Aunque aquel hombre hablaba de forma que a ella le costaba entender, le contestó que sí, porque ningún niño contesta no a un “quieres” dicho con estusiasmo. Así que, así fue como cada día ese hombre acudió a esa misma hora durante el tiempo que Mariana necesitó para aprender a leer, sin que nadie más supiese de aquellas citas.


Fue por casualidad, si es que esta existe, que su madre y hermanas se apercibieran de que Mariana tenía un don. Comenzó a correrse el rumor y bastaron apenas dos meses para que a la puerta de su casa se apelotonaran las personas en busca de aquella palabra mágica que, a modo de consejo les obsequiaba aquella niña, tras escuchar detenidamente su conflicto personal. La gente resolvía sus cuitas en cuestión de días tras la pronunciación de aquella palabra que les abría los ojos con respecto a cómo debían actuar, y así fue como comenzaron a llamarla consejera, pero con el tiempo, pasó a ser una santa. Ella sólo escuchaba y escuchaba, y llegada la noche, para ahuyentar tanta desgracia impregnada en sus células, leía y releía aquel libro que atesoraba escondido tras algunos trastes amontonados en un rincón.

  • ¡Mariana, no me obligues a darte una paliza!, -casi gritó su madre. ¡Te he dicho que te levantes!
  • Y yo le he dicho, madre, que hoy no, ya no, - contestó tranquilamente Mariana.
  • ¿Pero por qué?, - preguntó la madre bajando el tono, tratando tal vez de convencerla.
  • Porque me he quedado sin palabras, sentenció.
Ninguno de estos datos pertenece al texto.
PR #147, opened 2020-11-08
Use posframe or popup to show the current hunk

alvarogonzalezsotillo:
This PR is a follow up of https://github.com/dgutov/diff-hl/pull/145

I refactored the code to allow several backends to to show the differences of the current hunk. Currently, `posframe` and `popup` are implemented. Also, there is a mode `diff-hl-show-hunk-mode` with new key bindings (`C-v x *`, `C-v x {` and `C-v x }`) and another mode `diff-hl-show-hunk-mouse-mode` to enable the mouse in the fringe and the margin.

`popup` seems to work fine from the begining. `posframe` has been harder, but the current version works with Ubuntu (KDE, Gnome 3) and Windows.

I would like to include `diff-hl-show-hunk` in the `diff-hl-command-map` as `C-x v *`, but It would require a dependency from `diff-hl` to `diff-hl-show-hunk`, instead of the other way arround (not very clean). Do you think it will be possible in any other way?

I made minor changes in `README.md`, but I can add more instructions (see https://github.com/alvarogonzalezsotillo/diff-hl-show-hunk#customization)

The images added to the readme file have not the same style as the previous ones. Maybe you can get a static image with your own settings and change them. If not, I can change my theme in emacs and take again all the images.

> Finally, this package is part of GNU ELPA, so to accept a contribution like this I'll have to ask you to complete copyright assignment to FSF. Would you be willing to do that?

If you like this PR, I will need some directions about how to proceed with the FSF.


diff-hl-show-hunk-posframe.el
```diff
@@ -159,6 +159,9 @@ to scroll in the posframe")
 
   (set-frame-parameter diff-hl-show-hunk--frame 'drag-internal-border t)
   (set-frame-parameter diff-hl-show-hunk--frame 'drag-with-header-line t)
+
+  ;; Dedicate window
+  (set-window-dedicated-p (window-main-window diff-hl-show-hunk--frame) t)
```
dgutov, line 164: Seems like posframe already does this in `posframe--create-posframe`.

dgutov:
Hi! Sorry for the late reply.

I like this in principle, but we'll need to discuss some details. And also it would be nice to have a review from the target audience (perhaps @deadtrickster would like to take a look?).

> I would like to include diff-hl-show-hunk in the diff-hl-command-map as C-x v *, but It would require a dependency from diff-hl to diff-hl-show-hunk, instead of the other way arround (not very clean).

Do you want them there always or only when one of the new minor modes is enabled?

> The images added to the readme file have not the same style as the previous ones. Maybe you can get a static image with your own settings and change them. If not, I can change my theme in emacs and take again all the images.

Yeah, the current screenshots here don't reflect the theme I'm using now either. I can redo them. Or we could standardize on the default Emacs theme. No dark themes, please. Though we could add some extra (dark) screenshots in a directory inside, and link to them.

> If you like this PR, I will need some directions about how to proceed with the FSF.

Please see these instructions: https://code.orgmode.org/bzg/org-mode/raw/master/request-assign-future.txt

(Keep the answer to the first question that's written there, "Emacs"). That will let you contribute to Emacs itself later, as well as other packages in GNU ELPA.

### Other notes

Two new modes is a good, conservative choice, considering some other feature might want to use the fringe/margin as well, and there is no existing way for such features to cooperate.

Since `popup` and `posframe` are not `require`-d by any of the features here (except at runtime), we probably need a bunch of `declare-function` declarations to clean up the byte compilation warnings.

Whenever you have several empty lines in a row (in the code), you can replace them with just one.

The new files need the appropriate license and copyright blurbs, as well as the author header (if it stumps you, I can add those later).

What about the default width? Will it often be shorter than the diff inside? If we're emulating a feature from some other editor, could you link to some screenshot, so we can compare the behavior?

On the screenshots, I see the popups showing more than just one hunk. Is that intentional? I wonder what the users prefer in general.

diff-hl-show-hunk-posframe.el
alvarogonzalezsotillo: You are right, I will undo this change

deadtrickster:
Awesome, I will try it soon!

alvarogonzalezsotillo:
> > I would like to include diff-hl-show-hunk in the diff-hl-command-map as C-x v *, but It would require a dependency from diff-hl to diff-hl-show-hunk, instead of the other way arround (not very clean).
> 
> Do you want them there always or only when one of the new minor modes is enabled?
>
I would like to be always available. Anyway, the user can add its own keybindings, so it is not very important.

 
> Yeah, the current screenshots here don't reflect the theme I'm using now either. I can redo them. Or we could standardize on the default Emacs theme. No dark themes, please. Though we could add some extra (dark) screenshots in a directory inside, and link to them.
I agree dark themes are _opinionable_ :) 
Even if I use the default theme, I have not the same default font, dpi  and window decorations. Can you take the new screenshots? I think is the best solution, and I can repeat the animated gifs and put them in a "screencast" directory.



> Two new modes is a good, conservative choice, considering some other feature might want to use the fringe/margin as well, and there is no existing way for such features to cooperate.
> 
> Since `popup` and `posframe` are not `require`-d by any of the features here (except at runtime), we probably need a bunch of `declare-function` declarations to clean up the byte compilation warnings.
I will investigate this `declare-funciton` thing (I am still pretty new in emacs-lisp). I supose there will be something link `declare-variable` also.

 
> Whenever you have several empty lines in a row (in the code), you can replace them with just one.
> 
Ok

> The new files need the appropriate license and copyright blurbs, as well as the author header (if it stumps you, I can add those later).
Ok
 
> What about the default width? Will it often be shorter than the diff inside? 
I don't change the width of the posframe, it seems to adjust automatically to the contents, and sometimes the width is smaller that the contents.
There is a custom variable `diff-hl-show-hunk-posframe-poshandler` that is a function that changes the posframe position and size. I can try to use some function like `string-width` to calculate the max line width, and change the width of the posframe.

> If we're emulating a feature from some other editor, could you link to some screenshot, so we can compare the behavior?
I think I saw something like this in eclipse, called quick diff
image


> On the screenshots, I see the popups showing more than just one hunk. Is that intentional? I wonder what the users prefer in general.
The content of the popup is determined by `diff-hl-show-hunk-narrow`. It can be:
- `nil`: The complete diff 
- `t`: The _hunk_ that is contained between two `@@......@@` lines. This depends on the diff algorithm used by the underlying VCS (I suppose, only tested in git), and I think is the part of the file that will be reverted if `diff-hl-revert-hunk`

dgutov:
> I would like to be always available. Anyway, the user can add its own keybindings, so it is not very important.

Perhaps it should be added (and removed on disable) by `diff-hl-show-hunk-mode`?

> Even if I use the default theme, I have not the same default font, dpi and window decorations. Can you take the new screenshots? I think is the best solution, and I can repeat the animated gifs and put them in a "screencast" directory.

Yes, sure. We'll do that at the end, after everything else is taken care of.

> I supose there will be something link declare-variable also.

The counterpart for variables is just `defvar`, but without INITVALUE. It can be at the top level, or only inside the function that needs it (usually at its beginning).

> I don't change the width of the posframe, it seems to adjust automatically to the contents, and sometimes the width is smaller that the contents.

When the diff is narrower than the current window, I suppose it's okay. But if it's wider, it would be better to use the width of the current window, I think.

Either way, perhaps we can do without `diff-hl-show-hunk-popup-default-width`? Or do you consider this customization valuable enough?

> The content of the popup is determined by diff-hl-show-hunk-narrow.

Ok.

> and I think is the part of the file that will be reverted if diff-hl-revert-hunk

Not exactly. Or, at least, while it is functionally the same, `diff-hl-revert-hunk-1` makes an effort to separate the actual change from the context (by splitting it twice, usually). I wonder whether the users might prefer this, considering otherwise the context should be apparent in the parent buffer. Or not.

> I think I saw something like this in eclipse, called quick diff

So Eclipse was your inspiration?

diff-hl-show-hunk-popup.el
```diff
@@ -1,10 +1,50 @@
 ;;; diff-hl-show-hunk-popup.el --- popup backend for diff-hl-show-hunk -*- lexical-binding: t -*-
 
+;; Copyright (C) 2020  Free Software Foundation, Inc.
+
+;; Author:   Dmitry Gutov <dgutov@yandex.ru>
+;;           Álvaro González <alvarogonzalezsotillo@gmail.com>
```
dgutov, line 6: I think it would be more correct to put just you as the author of this and other files here.

diff-hl-show-hunk-popup.el
```diff
@@ -1,10 +1,50 @@
...
+;; URL:      https://github.com/dgutov/diff-hl
```
dgutov, line 7: The URL header is unnecessary here, it's only read from the main .el file by the package.el infrastructure.

diff-hl-show-hunk-popup.el
```diff
@@ -1,10 +1,50 @@
...
+(declare-function popup-scroll-up "popup")
+(declare-function popup-height "popup")
+(declare-function popup-scroll-down "popup")
+(declare-function popup-hide "popup")
+(declare-function popup-hide "popup")
+(declare-function popup-create "popup")
+(declare-function popup-set-list "popup")
+(declare-function popup-select "popup")
+(declare-function popup-draw "popup")
+(eval-when-compile
```
dgutov, line 40: `eval-when-compile` is unnecessary here, IIRC.

RosanneZe:
I've been trying out the feature and I like it. One point of feedback I would have for the popup version (I still need to install posframe and try it out), is that it would be good if the popup could always popup at the start of the line, so the aligment of the diff in the popup is the same of that of the file.

deadtrickster:
I tried it out today, couldn't make posframe integration work (likely I messed up with my cache because I (mis)use gccemacs). One thing I spotted immediately - when I click on fringe it asks to save file. In my version I specifically avoided saving, I think it is not convenient and error prone. How to turn this off?

alvarogonzalezsotillo:
> I tried it out today, couldn't make posframe integration work (likely I messed up with my cache because I (mis)use gccemacs). > One thing I spotted immediately - when I click on fringe it asks to save file. In my version I specifically avoided saving, I think it is not convenient and error prone. How to turn this off?

I use `diff-hl-diff-goto-hunk` to find the differences, that calls `vc-buffer-sync`, that saves the buffer. I don't know if there is other way to get the differences.

If I get this PR merged, my plan is to store the diffs in the overlays (https://github.com/dgutov/diff-hl/pull/112) as an option, with a customize flag like `diff-hl-store-diffs-in-overlays`, and use `diff-hl-diff-goto-hunk` or the overlays based on that customized variable.

alvarogonzalezsotillo:
>  is that it would be good if the popup could always popup at the start of the line, so the aligment of the diff in the popup is the same of that of the file.

Now I use `point-at-bol` to show the popup

> Either way, perhaps we can do without diff-hl-show-hunk-popup-default-width? Or do you consider this customization valuable enough?

I used a customized variable because I didn't know what value to use. But now, it seems clear that the correct width for the popup is the full width, so i removed `diff-hl-show-hunk-popup-default-width`.

Still working in the width of the posframe.

> So Eclipse was your inspiration?

I used Eclipse long time ago, and I liked quick-diff, and #112 was the final inspiration.
But the _motivation_ is my son, that uses VSCode, and I need to show him that emacs and I are still relevant :)

> On the screenshots, I see the popups showing more than just one hunk. Is that intentional? I wonder what the users prefer in general.

I think the solution could be the *contex* of the diff algorithm. Two hunks can be overlaped in the output of `vc-diff-internal` if the context arround the changes overlap.

If I customize `vc-git-diff-switches`  to `--unified=0` the hunks remain isolated.

For SVN, maybe setting `vc-svn-diff-switches` to `--diff-cmd=diff -x -U0` could work.

RosanneZe:
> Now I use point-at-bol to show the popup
PR #150, opened 2020-11-17
Add global-diff-hl-amend-mode to diff-hl custom group

tarsius:
Emacs 28's byte-compiler was complaining about it not
being a member of any group.


dgutov:
Thanks!

PR #151, opened 2020-11-27
New advice to diff-hl-diff-show-hunk to work in diff-hl-flyspell-mode

alvarogonzalezsotillo:
Inspired in https://github.com/dgutov/diff-hl/pull/147#issuecomment-733511417

This is a new advice to `diff-hl-diff-show-hunk` to work in `diff-hl-flyspell-mode`.

This function is used by `diff-hl-show-hunk` (https://github.com/dgutov/diff-hl/pull/147), so `diff-hl-show-hunk` doesn't need to save the buffer.


alvarogonzalezsotillo:
See https://github.com/dgutov/diff-hl/pull/147#issuecomment-735318376

PR #156, opened 2021-02-20
Use vc-read-revision in some cases set-reference-rev can't deduce the revision

alvarogonzalezsotillo:
I think the revision deduction process of `diff-hl-set-reference-rev` can be improved if `vc-read-revision` is used when in a vc-backed buffer.

It seems to work with and without [helm](https://emacs-helm.github.io/helm/). I have not tested it with other completion frameworks.

### DIFF
--- a/diff-hl.el
+++ b/diff-hl.el
@@ -725,7 +725,7 @@ The value of this variable is a mode line template as in
                                             nil
                                             at-point
                                             nil))
-                        (thing-at-point 'symbol t))))
+                        at-point)))
     (when (string= "" revision)
       (user-error "Empty revision"))
     revision))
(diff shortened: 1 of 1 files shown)


dgutov:
Hi! Thanks for the report.

I've made a similar change, but one that calls `vc-read-revision` in any case, using one of the deduced values as the default.

Let me know how you like it, and whether the extra RET tends to be too much.

/Cc @AmaiKinono

alvarogonzalezsotillo:
I tried to mimic the previous behavior, asking for a revision if not sure.

But I prefer this solution, because there is an option to confirm the revision before setting it.

AmaiKinono:
I like it ;) Seems for git repository, I can pick a branch name as the reference rev this way.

Hacía cosa como de seis meses, en que junto con sus dos hermanas decidieron ir a Granada a visitar a Manuela. Ella nunca había salido del cortijo antes y, entonces, al comprobar la inmensidad del mundo, comprendió que su labor como santa había terminado. Sus ansias de comenzar su propia vida habían ganado la batalla. Según iban avanzando montadas en la diligencia, al pasar junto a una venta, una palabra se le vino a los labios: libertad. Y entonces comprendió que ahí tenía que buscar a la persona a la que dejarle el libro, como once años antes aquel hombre había hecho con ella. Y así lo hizo. Cada día al amanecer se desplazó a aquella venta a enseñarle el arte de la lectura a aquella mujer triste que había parido a seis hijos y todos se le habían muerto. No le preocupaba el abandono, en absoluto. Sus fieles no quedarían huérfanos, ya que, al fin y al cabo, todo está en los libros.